Killing River Blindness and Malaria With the Same Drug
Researchers ponder whether a common drug that kills parasitic worms (helminths) might also prevent mosquitoes from transmitting malaria. The work is more preliminary than most in the field of malaria research, so don’t expect it to save any lives any time soon—if ever. But it is an interesting application of the old adage about trying “to kill two birds with one stone.”
In anticipation of World Malaria Day (which is tomorrow), the Bill and Melinda Gates Foundation held its first telephone briefing for bloggers who cover global health.
There were three researchers on the line—each of whom had won a $100,000 grant to explore an idea for fighting malaria that was a little unorthodox or “out of the box.” These are part of the Grand Challenges Exploration grants that the Gates Foundation has championed in recent years. Depending on the results, grantees are eligible for $1 million grants to further prove their concepts.

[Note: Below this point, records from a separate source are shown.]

PR #3581, opened 2026-05-12
fix(core): detect Oculus Browser instead of falling back to Chrome

Ashut0sh-mishra:
## Problem

Events generated on Meta Quest headsets are reported with browser `Chrome`
instead of `Oculus` because the Oculus Browser user agent contains both
`OculusBrowser` and `Chrome` (and on newer firmware also `SamsungBrowser`),
and the existing detection order returns the first matching branch.

Closes #3574

## Fix

- Add `OculusBrowser` detection in `detectBrowser` *before* the
  `SamsungBrowser` / `Chrome` branches in `packages/core/src/utils/user-agent-utils.ts`.
- Add a corresponding entry in `versionRegexes` so `detectBrowserVersion`
  returns the actual Oculus Browser version.
- Constants follow the existing pre-uglifying string-concatenation style noted
  in the file header comment.

## Tests

Added two new cases to `packages/browser/src/__tests__/utils/user-agent-utils.test.ts`:

- Quest 2 UA (older format, with `SamsungBrowser` segment).
- Quest 3-style UA (no `SamsungBrowser` segment).

Both assert `expectedBrowser: 'Oculus Browser'` and the correct
`expectedVersion`, exercising the same `detectBrowser` / `detectBrowserVersion`
suite the other browsers in this file go through.

Reference UA list: https://whatmyuseragent.com/browser/oc/oculus-browser

### DIFF
--- a/.changeset/oculus-browser-detection.md
+++ b/.changeset/oculus-browser-detection.md
@@ -1,0 +1,5 @@
+---
+"@posthog/core": patch
+---
+
+Detect Oculus Browser (Meta Quest headsets) correctly instead of falling back to Chrome
--- a/packages/browser/src/__tests__/utils/user-agent-utils.test.ts
+++ b/packages/browser/src/__tests__/utils/user-agent-utils.test.ts
@@ -205,6 +205,25 @@ describe('user-agent-utils', () => {
                 expectedVersion: 28.0,
                 expectedBrowser: 'Chrome',
             },
+            {
+                // see https://github.com/PostHog/posthog-js/issues/3574
+                // Oculus Browser is Chromium-based, so its UA includes both
+                // `OculusBrowser` and `Chrome` (and on newer headsets also `SamsungBrowser`).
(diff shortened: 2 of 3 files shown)


Ashut0sh-mishra:
Thanks @greptile-apps! Inlined OCULUS directly into OCULUS_BROWSER -- you're right, it was only used once. Pushed.

marandaneto:
@Ashut0sh-mishra thanks, pls add a changeset entry https://github.com/PostHog/posthog-js/blob/main/RELEASING.md

marandaneto (approved):

Ashut0sh-mishra:
@marandaneto  Done — added .changeset/oculus-browser-detection.md (@posthog/core: patch). Thanks!

Ashut0sh-mishra:
@marandaneto Thanks again for the helpful review feedback and for merging this. I really appreciate it.

PR #3584, opened 2026-05-12
fix(ai): preserve Error message, stack, and cause chain on $ai_error

### LINKED ISSUE #3556: @posthog/ai: $ai_error loses error fields (message, stack) and cause chain because json.stringify is used directly on error instances
## Bug description

When an error is thrown from inside a model wrapped by withTracing (e.g. a GatewayResponseError from @ai-sdk/gateway carrying a cause chain), @posthog/ai serializes it via json.stringify() before storing it on the $ai_generation event's $ai_error property. Javascript error objects store properties like message, stack, and cause as non enumerable, so when serialized, usually only name remains.

The end result on the posthog dashboard is a stripped down error blob with no message, no stack, and no usable cause chain making it nearly impossible to debug what actually went wrong.

## To reproduce

Tested against `@posthog/ai@7.11.2` and `@posthog/ai@7.18.1` same behaviour.

```ts
import { createGateway, generateText } from "ai";

const phClient = new PostHog(process.env.POSTHOG_KEY!, { host: process.env.POSTHOG_HOST });
const gateway = createGateway({ apiKey: process.env.AI_GATEWAY_API_KEY });

const tracedModel = withTracing(gateway("google/gemini-3-pro-image"), phClient, {
  posthogDistinctId: "test-repro",
  posthogTraceId: `test-repro-${Date.now()}`,
});

// Abort mid-stream to trigger a chained error from the gateway
const controller = new AbortController();
setTimeout(() => controller.abort(), 2000);

try {
  await generateText({
    model: tracedModel,
    abortSignal: controller.signal,
    messages: [
      { role: "user", content: "Generate a detailed photo of a sunset over snowy mountains." },
    ],
  });
} catch (err) {
  console.log("PostHog stores:", JSON.stringify(err));
  console.log("Actual error:", {
    name: (err as Error).name,
    message: (err as Error).message,
    cause: (err as { cause?: unknown }).cause,
  });
}

await phClient.shutdown();
```

### Output observed

```
{
"statusCode":500,
"cause":{},
"name":"GatewayResponseError",
"type":"response_error",
"response":{},
"validationError":{
"name":"AI_TypeValidationError",
"cause":{
"name":"ZodError",
"message":"[\n {\n "expected": "object",\n "code": "invalid_type",\n "path": [\n "error"\n ],\n "message": "Invalid input: expected object, received undefined"\n }\n]"
},
"value":{}
}

```
message and the cause chain's deeper fields are missing from $ai_error, even though they exist on the actual thrown error.

## Related sub-libraries

- [x] @posthog/ai

Ashut0sh-mishra:
## Problem

`JSON.stringify` on a JavaScript `Error` instance returns `{}` because
`name`, `message`, `stack`, and `cause` are non-enumerable. The
`captureAiGeneration` path stored `JSON.stringify(options.error)` directly
on ``, so events captured via `withTracing` ended up with a
stripped-down blob — no message, no stack, no usable cause chain — making
`GatewayResponseError` and friends nearly impossible to debug from the
dashboard.

Closes #3556

## Fix

- New `serializeError` helper in `packages/ai/src/utils.ts` that
  normalizes `Error` instances to plain objects (`name` / `message` /
  `stack` / `cause` plus own enumerable properties such as `statusCode`,
  `response`, `validationError`), recurses through the cause chain and
  through nested plain objects, and guards against circular cause graphs
  with a `WeakSet`.
- `captureAiGeneration` now passes the error through `serializeError`
  before `JSON.stringify`, so `` keeps the same string shape
  (backwards compatible with anything that already reads it as JSON text)
  but carries the actual error data.

## Tests

Added to `packages/ai/tests/captureAiGeneration.test.ts`:

- A three-level cause chain `Error` is captured and the test asserts
  `message`, `stack`, `statusCode`, and the recursive `cause` levels
  are all present on the parsed `` JSON.
- A circular cause chain is captured and the test asserts the inner cycle
  is replaced with `'[Circular]'` rather than overflowing the stack.

The existing `error path` parametric tests are untouched and still
assert `` is a string, so this is backwards compatible.

## Reproducer (from the issue)

The original reproducer aborts mid-stream against `@ai-sdk/gateway`;
after this change the dashboard's `` payload contains the
`GatewayResponseError` `message`, `statusCode`, and the full
`validationError` -> `ZodError` cause chain instead of a blob like
`{ statusCode: 500, cause: {}, name: 'GatewayResponseError' }`.

### DIFF
--- a/packages/ai/src/captureAiGeneration.ts
+++ b/packages/ai/src/captureAiGeneration.ts
@@ -6,7 +6,7 @@ import { v4 as uuidv4 } from 'uuid'
 import { uuidv7, ErrorTracking as CoreErrorTracking } from '@posthog/core'
 import { version } from '../package.json'
 import type { TokenUsage } from './types'
-import { AIEvent, CostOverride, getTokensSource, sanitizeValues, withPrivacyMode } from './utils'
+import { AIEvent, CostOverride, getTokensSource, sanitizeValues, serializeError, withPrivacyMode } from './utils'
 
 type AnthropicTool = AnthropicOriginal.Tool
 
@@ -115,7 +115,12 @@ export const captureAiGeneration = async (client: PostHog, options: CaptureAiGen
 
     errorData = {
       $ai_is_error: true,
-      $ai_error: sanitizeValues(JSON.stringify(options.error)),
+      // JSON.stringify on an Error instance drops `message`, `stack`, and the
+      // `cause` chain because those fields are non-enumerable, which made
+      // `$ai_error` show up as an empty-ish blob on the dashboard. Normalize
+      // Errors to plain objects first so the fields survive serialization.
+      // See https://github.com/PostHog/posthog-js/issues/3556
+      $ai_error: sanitizeValues(JSON.stringify(serializeError(options.error))),
       $exception_event_id: exceptionId,
     }
   }
--- a/packages/ai/src/utils.ts
+++ b/packages/ai/src/utils.ts
@@ -591,6 +591,53 @@ export function sanitizeValues(obj: any): any {
   return jsonSafe
 }
 
+/**
+ * Convert an unknown thrown value into a JSON-serializable representation that
+ * preserves Error fields the engine marks non-enumerable (`name`, `message`,
+ * `stack`, `cause`), so they survive `JSON.stringify` for storage on
+ * `$ai_error`. Recurses into the `cause` chain and into any own enumerable
+ * properties (e.g. SDK-attached fields like `status`, `response`,
+ * `validationError`). Tracks a `seen` set to guard against circular cause
+ * graphs. Non-object inputs are returned as-is.
+ *
+ * Fixes https://github.com/PostHog/posthog-js/issues/3556
+ */
+export function serializeError(err: unknown, seen: WeakSet<object> = new WeakSet()): unknown {
+  if (err === null || (typeof err !== 'object' && typeof err !== 'function')) {
+    return err
+  }
+  if (seen.has(err as object)) {
+    return '[Circular]'
+  }
+  seen.add(err as object)
+  if (err instanceof Error) {
+    const obj: Record<string, unknown> = {
+      name: err.name,
+      message: err.message,
+      stack: err.stack,
+    }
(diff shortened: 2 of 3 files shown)


Ashut0sh-mishra:
Thanks @greptile-apps! Good point on the diamond-reference case. Documented the limitation in the JSDoc as intentional (keeps allocation O(visited); the linear cause-chain is the primary use case). Pushed.

Ashut0sh-mishra:
Thanks @greptile-apps! Good point on the diamond-reference case. Documented the limitation in the JSDoc as intentional (keeps allocation O(visited); the linear cause-chain is the primary use case). Pushed.

marandaneto:
same as https://github.com/PostHog/posthog-js/pull/3605 i think
@PostHog/team-llm-analytics decide which one to close?

packages/ai/src/captureAiGeneration.ts
```diff
@@ -115,7 +115,12 @@ export const captureAiGeneration = async (client: PostHog, options: CaptureAiGen
 
     errorData = {
       $ai_is_error: true,
-      $ai_error: sanitizeValues(JSON.stringify(options.error)),
+      // JSON.stringify on an Error instance drops `message`, `stack`, and the
+      // `cause` chain because those fields are non-enumerable, which made
+      // `$ai_error` show up as an empty-ish blob on the dashboard. Normalize
+      // Errors to plain objects first so the fields survive serialization.
+      // See https://github.com/PostHog/posthog-js/issues/3556
+      $ai_error: sanitizeValues(JSON.stringify(serializeError(options.error))),
```
hpouillot, line 123: Just dropping a comment in case it's useful, inside posthog core we have an error parser that creates an exception list from any object which is the format we use at error tracking. This will also pull the causes from the error to reconstruct the exception chain. You could potentially reuse some of our component as well to display the stacktrace on the UI if the format is the same.

carlos-marchal-ph:
Ended up merging #3605 in response to another ticket, but the implementation was pretty similar.

@Ashut0sh-mishra, thanks for your contribution! You should be able to get the new behaviour by updating to `7.19.0` or later.

@hpouillot, I wasn't aware of that error helper. Will probably switch the implementation to it for consistency at a later point.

I focused most of my attention on Brian Foy, an assistant professor at Colorado State University.
Foy, who has previously done some work on malaria vaccines, started thinking about the life cycle of the malaria parasite inside the mosquito as an under-explored route of attack. It takes 10 to 14 days for the malaria parasite to mature in a mosquito’s body--from the time a mosquito bites an infected person (what entomologists call “taking a blood meal”) to the time that same mosquito can transmit the parasite to a different person. “If you could just make one of those blood meals toxic to the mosquito, you would basically kill it before it could transmit the parasite,” Foy says.
Enter ivermectin, a drug that targets parasitic worms, like heartworms in dogs or the worms that cause river blindness in people in West Africa. Ivermectin works by targeting certain neurotransmission channels in worms. It turns out those same channels exist in other invertebrates like mosquitoes.
So the idea is to give ivermectin to people, who then pass the drug along with their blood to the mosquito that bites them. To be most effective, the drug should kill only those mosquitoes infected with the parasite before it has a chance to fully mature. As an added bonus, you minimize the risk of resistance because you’re not killing all the mosquitoes, just the infected ones, so there is no selection pressure against the mosquitoes—at least in theory.
So far, the evidence from the field is encouraging. Foy reported data from Senegal that showed that mosquitoes died for up to a week after ivermectin was given in an anti-river blindness campaign. Now he is trying to determine if the effect is large enough so that if you expanded ivermectin treatment you could actually change the transmission of malaria.
You see, ivermectin is normally given only once or twice a year for the treatment of river blindness. To have any effect on mosquitoes, you would probably have to give ivermectin once a month.
But this is just a pilot test—a chance to see if the idea is worth pursuing further.
You’re talking about four very complicated organisms—humans, mosquitoes, malaria parasites and helminths. In 2007, there was a research paper that suggested that infection with helminths actually made malaria symptoms less severe and that treating the parasitic worms could actually make a co-infection with malaria worse. (TW Mwangi, et al. Annals of Tropical Medical Parasitology.)
So for now, the idea that ivermectin could make a dent in both river blindness and malaria at the same time is still just an intriguing idea that is being tested further.
The other two presenters on the Gates telebriefing were Szabolcs Marka, assistant professor at Columbia University and Pradipsinh Rathod, professor at University of Washington.
Marka is looking at the possibility of using laser light to interfere with a mosquito’s ability to find and bite people. Rathod is trying to see if genetic differences between Plasmodium falciparum parasites found in Asia and those in Africa might help develop more effective treatments.
You can hear a recording of the full teleconference until April 30th by calling (800) 475-6701 and entering access code # 997326.
Full disclosure: my 2008 Nieman Fellowship in Global Health Reporting was supported by a grant from the Gates Foundation. I believe I have no conflict of interest in this story because the Gates Foundation did not play an active role in my choice of study or of my field project on nurses in Malawi.
1 comment:
Thanks for posting the disclosure - not many folks do that. Like Dr Rabinovich said on the call - it is high risk, high reward research but I think we need to consider risks beyond the purely technical. Even if the idea works, mass drug administration on a monthly basis and achieving a high coverage of the population is difficult. In fact, we have trouble doing it once or twice a year for deworming or against lymphatic filariasis.